In the voiceless blue. In the weightless wet.

À La Recherché du Temps Perdu

SOMETIMES I THINK THINGS OUT IN THE TIME IT TOOK me to win a race. 200-meter butterfly: 2:18.04. How long it takes to walk from my car to my office. 100-meter breastroke: 1:11.2. How long it takes to brush my teeth. It’s what swimmers do. It’s muscle memory.

I remember things badly. When I look back, things are underwater, and when I pick them out and bring them to the surface they float around my idiotic attempts to drag them to land. I wonder what memory is, anyway. What writers are doing when they scratch at it. Usually I think of Proust, who tried to write a sentence about memory and ended up with seven volumes about nostalgia.

In psychology, memory is an organism’s ability to store, retain, and subsequently retrieve information. It lives in the head, lights up with synaptic firings, and travels the waters of the nervous system.

400-meter individual medley: 4:55.1. How long to nuke a frozen Lean Cuisine.

According to recent neuroscience studies, the act of remembering triggers nearly the same activities in the brain and its circuitry as the actual experience. They found this truth in rats and lemurs. Little wires sprouting from their heads.

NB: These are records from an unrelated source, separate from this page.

PR #142, opened 2017-06-19
Ability to insert new item into array without specifying key

CZechBoY:
- bug fix? no   
- new feature? yes
- BC break? yes

With this PR this is possible:
```php
$arr = [1,2,3];
Arrays::insertAfter($arr, 2, [4]);
```
instead of 
```php
$arr = [1,2,3];
Arrays::insertAfter($arr, 2, [3 => 4]);
```


CZechBoY:
As I see that array_merge reindexes the new array and there is only one alternative (+ operator), then I close this pr and make own functions.

PR #143, opened 2017-06-26
Mapper: supports count

CZechBoY:
- bug fix? no
- new feature? yes
- BC break? no

Now `count($mapper)` returns always `1` and no error is triggered (until 7.2.0).
https://3v4l.org/56k0a

Current workaround is to use the code from `count` method.

I can add iterator_count to CachingIterator too... Or if this behavior is intended then I can copy it to Mapper to support it this way.

### DIFF
--- a/src/Iterators/Mapper.php
+++ b/src/Iterators/Mapper.php
@@ -15,7 +15,7 @@ use Nette;
 /**
  * Applies the callback to the elements of the inner iterator.
  */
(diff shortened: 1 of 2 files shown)


dg:
The mapper's purpose is not to add the Counttable interface.

I know that in PHP <7.2 works `count()` badly, but since it affects all iterable objects, there is no need to fix this behavior in the Mapper.

PR #144, opened 2017-07-12
Paginator::getLength returns only int

matej21:


Majkl578:
property-read was not updated.

dg:
fixed

PR #147, opened 2017-08-20
Strings: added method for bytes counting

scheras:
- bug fix? no
- new feature? yes
- BC break? no
- doc PR: nette/docs#632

However, narrating what you remember, telling it to someone, does something else. The more a person recalls a memory, the more they change it. Each time they put it into language, it shifts. The more you describe a memory, the more likely it is that you are making a story that fits your life, resolves the past, creates a fiction you can live with. It’s what writers do. Once you open your mouth, you are moving away from the truth of things. According to neuroscience.

The safest memories are locked in the brains of people who can’t remember. Their memories remain the closest replica of actual events. Underwater. Forever.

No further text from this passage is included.